I concur with Majlo. I'd add that it is polite, respectful and in good style to begin your letter with 'Szanowni Państwo' if you write to many receivers whom you either don't know or are on formal terms with.


> am I right to suppose that _państwo_,as a sort of equivalent of _"Dear  Sir or Madam"_, shows that you don't know people well enough or that  you don't make efforts to know them better?


I think that your supposition may be correct, especially its first part, but it's not a fast and hard rule. 
To give you a counter-example: my university professors use those in e-mails to us; although, some of them know us quite well.
As to the efforts, I'd incline to answer in the negative, Nanon.


----------



## Ben Jamin

Nanon said:


> Hello All,
> 
> Some time ago I heard a comment from a Polish speaker who criticized the writing style of her boss. She said that her boss uses to write _państwo _in letters, which she found extremely rude. Is it really not polite or simply too impersonal to be used in commercial or official letters? Are you expected to write _Szanowny Panie X. / Szanowna Pani Y._ at all times, or am I right to suppose that _państwo_,as a sort of equivalent of _"Dear Sir or Madam"_, shows that you don't know people well enough or that you don't make efforts to know them better?


 This Polish speaker must be extremely wrong informed. Be careful with other advice from this person.


----------



## Nanon

Dear All, or should I say "Szanowni Państwo"  (but so far only men replied ),

In defence of that lady, I should say that probably, as a Pole living in Poland all her life, she was properly informed but she might have not found how to express herself in a foreign language when criticizing the habit of her boss to use "Państwo" in business letters, so she did not properly inform me. Although the little Polish I know is buried under a thick layer of rust , I was surprised by her observation (how could that be rude?) but she gave me an ever more confusing answer. This is why I preferred to ask. Thanks!
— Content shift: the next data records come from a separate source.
PR #162, opened 2026-05-03
fix(github): clean dispatcher workspace after crashes

yairfalse:
## Summary
- add a monitor-backed workspace janitor for GitHub dispatcher source directories
- keep normal-path cleanup synchronous while preserving cleanup after dispatcher kill/crash
- add a regression test that kills the dispatcher after source acquisition and asserts the workspace is removed

Closes #149

## Validation
- cd core && mix format
- cd core && mix credo
- cd core && env -u SYKLI_LABELS mix test

### DIFF
--- a/core/lib/sykli/github/dispatcher.ex
+++ b/core/lib/sykli/github/dispatcher.ex
@@ -93,15 +93,43 @@ defmodule Sykli.GitHub.Dispatcher do
   end
 
   defp dispatch_from_source(event, token, source_path, opts) do
-    with {:ok, graph, tasks} <- load_graph(source_path),
-         {:ok, check_runs} <- create_task_runs(event, token, tasks, opts),
-         :ok <- mark_in_progress(event, token, check_runs, opts),
-         {:ok, results} <- run_executor(tasks, graph, source_path, event.run_id, opts),
-         :ok <- conclude_task_runs(event, token, check_runs, results, opts) do
-      {:ok, results}
+    with_workspace_janitor(source_path, opts, fn ->
+      maybe_after_source_acquired(source_path, opts)
+
+      with {:ok, graph, tasks} <- load_graph(source_path),
+           {:ok, check_runs} <- create_task_runs(event, token, tasks, opts),
+           :ok <- mark_in_progress(event, token, check_runs, opts),
+           {:ok, results} <- run_executor(tasks, graph, source_path, event.run_id, opts),
+           :ok <- conclude_task_runs(event, token, check_runs, results, opts) do
+        {:ok, results}
+      end
+    end)
+  end
+
+  defp with_workspace_janitor(source_path, opts, fun) do
+    case workspace_janitor(opts).start(self(), source_path, opts) do
+      {:ok, janitor} ->
+        try do
+          fun.()
+        after
+          workspace_janitor(opts).cleanup(janitor)
+        end
+
+      {:error, reason} ->
+        {:error,
+         dispatch_error(
+           "github.dispatch.workspace_janitor_failed",
+           "failed to monitor source workspace cleanup",
+           reason
+         )}
     end
-  after
-    source_client(opts).cleanup(source_path, opts)
+  end
+
+  defp maybe_after_source_acquired(source_path, opts) do
+    case Keyword.get(opts, :after_source_acquired) do
+      callback when is_function(callback, 1) -> callback.(source_path)
+      _ -> :ok
+    end
   end
 
   defp create_suite(event, token, opts) do
@@ -375,6 +403,9 @@ defmodule Sykli.GitHub.Dispatcher do
 
   defp checks_client(opts), do: Keyword.get(opts, :checks_client, Sykli.GitHub.Checks)
   defp source_client(opts), do: Keyword.get(opts, :source_client, Sykli.GitHub.Source)
+
+  defp workspace_janitor(opts),
+    do: Keyword.get(opts, :workspace_janitor, Sykli.GitHub.WorkspaceJanitor)
 
   defp retryable_dispatch_error?(%Sykli.Error{code: code}) do
     code not in [
--- a/core/lib/sykli/github/workspace_janitor.ex
+++ b/core/lib/sykli/github/workspace_janitor.ex
@@ -1,0 +1,51 @@
+defmodule Sykli.GitHub.WorkspaceJanitor do
+  @moduledoc "Cleans GitHub source workspaces when their owner process exits."
+
+  require Logger
+
+  @cleanup_timeout_ms 5_000
+
+  @spec start(pid(), String.t(), keyword()) :: {:ok, pid()} | {:error, term()}
+  def start(owner, path, opts \\ []) when is_pid(owner) and is_binary(path) do
+    Task.start(fn ->
+      ref = Process.monitor(owner)
+      loop(owner, ref, path, opts)
+    end)
+  end
+
+  @spec cleanup(pid()) :: :ok
+  def cleanup(pid) when is_pid(pid) do
+    ref = make_ref()
+    send(pid, {:cleanup, self(), ref})
+
+    receive do
+      {^ref, :ok} -> :ok
+    after
+      @cleanup_timeout_ms -> :ok
+    end
+  end
+
+  def cleanup(_pid), do: :ok
+
+  defp loop(owner, monitor_ref, path, opts) do
+    receive do
+      {:cleanup, caller, reply_ref} ->
+        Process.demonitor(monitor_ref, [:flush])
+        do_cleanup(path, opts)
+        send(caller, {reply_ref, :ok})
+
+      {:DOWN, ^monitor_ref, :process, ^owner, _reason} ->
+        do_cleanup(path, opts)
+    end
+  end
+
+  defp do_cleanup(path, opts) do
+    source_client(opts).cleanup(path, opts)
+  rescue
+    error ->
+      Logger.warning("[GitHub WorkspaceJanitor] cleanup failed", error: inspect(error))
+      :ok
+  end
+
+  defp source_client(opts), do: Keyword.get(opts, :source_client, Sykli.GitHub.Source)
+end
--- a/core/test/sykli/github/dispatcher_test.exs
+++ b/core/test/sykli/github/dispatcher_test.exs
@@ -107,4 +107,51 @@ defmodule Sykli.GitHub.DispatcherTest do
 
     assert {:error, :duplicate_delivery} = Deliveries.accept(event.delivery_id, 2)
   end
+
+  test "dispatch cleans up the source workspace when the dispatcher process is killed", %{
+    event: event
+  } do
+    parent = self()
+    event = %{event | delivery_id: "dispatcher-crash-cleanup"}
+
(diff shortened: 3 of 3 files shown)


yairfalse (commented):
## Review summary

Focused fix for #149 with the right shape: the OTP-idiomatic "monitor + janitor" pattern is exactly how you handle "cleanup must run even if owner is `kill`-ed" — `try/after` doesn't help there because `kill` skips Elixir's exception machinery entirely. The janitor is correctly unsupervised (must outlive the dispatcher), monitors the owner from inside the spawned task (which handles the dead-PID race via `Process.monitor`'s immediate-`:DOWN` semantics), and demonitors before the synchronous cleanup path to prevent double-cleanup. Good design.

### Real concerns

1. **Race window between `acquire_source` and `dispatch_from_source`** — the janitor doesn't exist yet during this gap. See inline on `dispatcher.ex:55`.
2. **`cleanup/1` silently returns `:ok` on timeout** — the dispatcher proceeds thinking cleanup happened. See inline on `workspace_janitor.ex:24`.
3. **The `Task.start` error branch leaks the source** — see inline on `dispatcher.ex:118`.

### Smaller findings

- `rescue` doesn't catch Erlang exits (`workspace_janitor.ex:44`)
- `after_source_acquired` test hook in production code (`dispatcher.ex:128`)
- Test only covers the crash path; the normal-exit path is implicit (`dispatcher_test.exs:111`)

### What's good

- Janitor is correctly unsupervised — must outlive the dispatcher to clean up after a crash
- `Process.demonitor(ref, [:flush])` before synchronous cleanup correctly prevents double-execution if `:DOWN` arrives mid-cleanup
- The injection pattern (`workspace_janitor(opts)`) matches existing `checks_client(opts)` / `source_client(opts)` conventions
- The regression test directly exercises the bug (kill the dispatcher, assert workspace gone) — exactly the right shape
- `assert_eventually` with `rescue ExUnit.AssertionError` is the standard ExUnit polling pattern

### Recommendation

Approve with concerns 1–3 addressed. Smaller findings can land separately or be left.

core/lib/sykli/github/dispatcher.ex
```diff
@@ -93,15 +93,43 @@ defmodule Sykli.GitHub.Dispatcher do
   end
 
   defp dispatch_from_source(event, token, source_path, opts) do
```
yairfalse: **Race window upstream of this function.** The janitor is created here in `dispatch_from_source`, but `acquire_source` was already called on the previous line of `dispatch_after_suite` (line 55, not in this diff):

```elixir
with {:ok, source_path} <- acquire_source(event, token, opts),
     {:ok, results} <- dispatch_from_source(event, token, source_path, opts) do
```

If the dispatcher process is killed *between* `acquire_source` returning and `dispatch_from_source` entering, the workspace is acquired but no janitor exists yet — same leak this PR otherwise fixes.

The window is tiny and #149's main scenario (crash during executor run) is fixed. But for completeness, consider moving the janitor setup *into* `acquire_source` itself (start the janitor immediately after the source is acquired, before returning the path) so the only remaining race is internal to `Source.Real.acquire` — much harder to lose to.

Acceptable as a follow-up if you'd rather keep this PR focused; worth at least a `# TODO` comment so the gap doesn't get forgotten.

core/lib/sykli/github/workspace_janitor.ex
```diff
@@ -0,0 +1,51 @@
...
+
+  @spec cleanup(pid()) :: :ok
+  def cleanup(pid) when is_pid(pid) do
+    ref = make_ref()
+    send(pid, {:cleanup, self(), ref})
+
+    receive do
+      {^ref, :ok} -> :ok
+    after
+      @cleanup_timeout_ms -> :ok
```
yairfalse: **Silent timeout swallows a real failure mode.** If `do_cleanup` takes >5s (large workspace, slow IO, hung NFS, locked file on Windows-style FS, etc.), `cleanup/1` returns `:ok` and the dispatcher proceeds as if cleanup completed. The janitor process meanwhile keeps running and eventually finishes cleanup (or gets stuck) — but the caller has no idea.

**Suggested fix:** at minimum log a warning on the timeout branch. Better, return `{:error, :timeout}` and have the dispatcher emit an occurrence so it shows up in observability. The `@spec` would need to widen but that's the right shape.

```elixir
after
  @cleanup_timeout_ms ->
    Logger.warning("[GitHub WorkspaceJanitor] cleanup timeout after #{@cleanup_timeout_ms}ms", path: ...)
    {:error, :timeout}
end
```

core/lib/sykli/github/dispatcher.ex
```diff
@@ -93,15 +93,43 @@ defmodule Sykli.GitHub.Dispatcher do
...
+  defp with_workspace_janitor(source_path, opts, fun) do
+    case workspace_janitor(opts).start(self(), source_path, opts) do
+      {:ok, janitor} ->
+        try do
+          fun.()
+        after
+          workspace_janitor(opts).cleanup(janitor)
+        end
+
+      {:error, reason} ->
```
yairfalse: **This error branch leaks the source workspace.** If `workspace_janitor.start/3` returns `{:error, ...}`, `dispatch_from_source` returns the error without ever cleaning up `source_path` — which was already acquired before this function was called.

In practice `Task.start` essentially never fails (only on `:erlang.system_info(:process_limit)` exhaustion), so this branch is dead in normal operation. But if it ever fires, the leak is a regression vs. the old `after` cleanup behavior.

**Suggested fix:** do best-effort cleanup in this branch:

```elixir
{:error, reason} ->
  source_client(opts).cleanup(source_path, opts)
  {:error, dispatch_error("github.dispatch.workspace_janitor_failed", ...)}
```

Or drop the error branch entirely and `Task.start!`-equivalent — the failure mode is so rare that crashing the dispatcher is also defensible.

core/lib/sykli/github/workspace_janitor.ex
```diff
@@ -0,0 +1,51 @@
...
+        send(caller, {reply_ref, :ok})
+
+      {:DOWN, ^monitor_ref, :process, ^owner, _reason} ->
+        do_cleanup(path, opts)
+    end
+  end
+
+  defp do_cleanup(path, opts) do
+    source_client(opts).cleanup(path, opts)
+  rescue
```
yairfalse, line 50: **`rescue` only catches Elixir exceptions, not Erlang exits.** If `source_client.cleanup/2` calls a GenServer that times out, or otherwise exits (`exit/1`), the janitor crashes silently — the `rescue` clause doesn't fire. For a best-effort cleanup task that's probably fine (the OS will GC the temp dir eventually), but worth being explicit about.

If you want to catch exits too:

```elixir
defp do_cleanup(path, opts) do
  source_client(opts).cleanup(path, opts)
rescue
  error -> Logger.warning(...); :ok
catch
  :exit, reason -> Logger.warning("[...] cleanup exited", reason: inspect(reason)); :ok
end
```

Not blocking; just flagging that the current rescue is narrower than it might appear.

core/lib/sykli/github/dispatcher.ex
```diff
@@ -93,15 +93,43 @@ defmodule Sykli.GitHub.Dispatcher do
...
+        {:error,
+         dispatch_error(
+           "github.dispatch.workspace_janitor_failed",
+           "failed to monitor source workspace cleanup",
+           reason
+         )}
+    end
+  end
+
+  defp maybe_after_source_acquired(source_path, opts) do
```
yairfalse, line 117: **Test seam in production code.** `after_source_acquired` exists only so the regression test can synchronize on "source is acquired, janitor is alive, kill now." It's a pragmatic choice — the alternative (subscribing to a `:telemetry` event the test fires on) is heavier and the project doesn't seem to use telemetry for internal lifecycle yet.

Worth flagging because production code now carries a hook that only tests use. If you ever add a few more of these, consider a unified `:telemetry`-based hook system — at one or two it's not worth the abstraction. No change needed for this PR.

core/test/sykli/github/dispatcher_test.exs
```diff
@@ -107,4 +107,51 @@ defmodule Sykli.GitHub.DispatcherTest do
 
     assert {:error, :duplicate_delivery} = Deliveries.accept(event.delivery_id, 2)
   end
+
+  test "dispatch cleans up the source workspace when the dispatcher process is killed", %{
```
yairfalse, line 114: **Test only covers the crash path.** The other path through the janitor — `cleanup/1` being called explicitly when `dispatch_from_source` exits normally, triggering the `{:cleanup, caller, reply_ref}` branch in `loop/4` — isn't directly tested by this new case. It's almost certainly exercised by the existing dispatch tests (which presumably finish without crashing), but the assertion that the workspace is *also* cleaned up on normal exit is implicit.

Would be worth either:
- A direct unit test for `Sykli.GitHub.WorkspaceJanitor` covering both branches of `loop/4` in isolation (cheap, ~20 LOC).
- Or a quick assertion in an existing happy-path dispatch test that `source_path` doesn't exist after dispatch returns.

The second option also catches a different bug: if cleanup ever stops being called on the normal path (refactor regression), this test would catch it.

core/lib/sykli/github/dispatcher.ex
yairfalse: Fixed in 9470b9f. The janitor is now started inside acquire_source/3 immediately after source acquisition and before the path is returned to dispatch_after_suite/4, so the previous acquire_source -> dispatch_from_source race window is closed.

core/lib/sykli/github/workspace_janitor.ex
yairfalse: Fixed in 9470b9f. WorkspaceJanitor.cleanup/1 now logs a timeout warning and returns {:error, :timeout}; the dispatcher logs when synchronous source cleanup times out instead of silently treating it as complete.

core/lib/sykli/github/dispatcher.ex
yairfalse: Fixed in 9470b9f. If janitor startup fails after source acquisition, acquire_source/3 now performs best-effort Source.cleanup/2 before returning github.dispatch.workspace_janitor_failed. Added a regression test for this branch.

core/lib/sykli/github/workspace_janitor.ex
yairfalse: Handled in 9470b9f. do_cleanup/2 now catches exits as well as exceptions and logs cleanup exited with the inspected exit reason.

core/lib/sykli/github/dispatcher.ex
yairfalse: Left this as-is for now. The hook remains a narrow lifecycle seam used only to synchronize the crash regression; I agree that if more of these appear, we should replace them with a proper telemetry/lifecycle hook rather than ad hoc opts.

core/test/sykli/github/dispatcher_test.exs
yairfalse: Fixed in 9470b9f. The happy-path dispatcher test now asserts it receives github_source_cleanup and that the workspace path no longer exists after dispatch returns, so the explicit cleanup branch is covered.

PS - Don't worry, if I plan to reactivate my Polish at some stage, I know that I should find proper teachers here!


----------



## Ben Jamin

Nanon said:


> Dear All, or should I say "Szanowni Państwo"  (but so far only men replied ),
> 
> In defence of that lady, I should say that probably, as a Pole living in Poland all her life, she was properly informed but she might have not found how to express herself in a foreign language when criticizing the habit of her boss to use "Państwo" in business letters, so she did not properly inform me. Although the little Polish I know is buried under a thick layer of rust , I was surprised by her observation (how could that be rude?) but she gave me an ever more confusing answer. This is why I preferred to ask. Thanks!
> 
> PS - Don't worry, if I plan to reactivate my Polish at some stage, I know that I should find proper teachers here!



It would be interesting to see the incriminated text and hear her proposal how to improve it. May be she was not criticizing the use of "Państwo", but how it was used. This word, closely corresponding to French "Messieurs" or Spanish "Ustedes" has been the correct for of addressing business connections in Polish in a long time. I have not heard that this should have got out of use, and the very idea that it should be impolite is bizarre to me.


----------



## Nanon

BenJamin, I cannot access the "incriminated" text(s), but what I suppose is that you are right. She must have meant to criticize the use of words that sounded too impersonal to her ears. As opposed to her boss, she must be a person who prefers to write the name of her contacts in correspondence, in order to create the impression that all messages she writes are personal, not standard, letters. Obviously I am just supposing things, but it appears that her criticism is not justified. Thanks!


----------



## Ben Jamin

Nanon said:


> BenJamin, I cannot access the "incriminated" text(s), but what I suppose is that you are right. She must have meant to criticize the use of words that sounded too impersonal to her ears. As opposed to her boss, she must be a person who prefers to write the name of her contacts in correspondence, in order to create the impression that all messages she writes are personal, not standard, letters. Obviously I am just supposing things, but it appears that her criticism is not justified. Thanks!


 I think that it is quite far from impersonal to rude, so the criticism was exaggerated. I, for my part, hate marketing letters styled to my full name, which I know has been retrieved from a database, and the letter sendt in thousands of copies. The impersonal way of addressing is then much better. If you are not at "thou" terms with somebody in Poland, than you have to use the formal address : pan, pani for individuals and państwo for organizations, couples and groups. The same words are also used instead of personal pronouns of the addressed persons. One can use the form "Wy/was" writing to organizations, couples and groups, but you must be on close terms with them, otherwise you are impolite.


----------



## michkucz

"Państwo" isn't rude. You can write this to your friend addressing him with his wife. Mais si tu veux ecrire un lettre official il est mieux d'utiliser "Szanowny Panie" pour un homme, et "Szanowna Pani" pour une femme". On ecrit "Sz. P" a la  majorite de lettres. "Sz.P" est le abbreviation pour 'Szanowni Państwo"


----------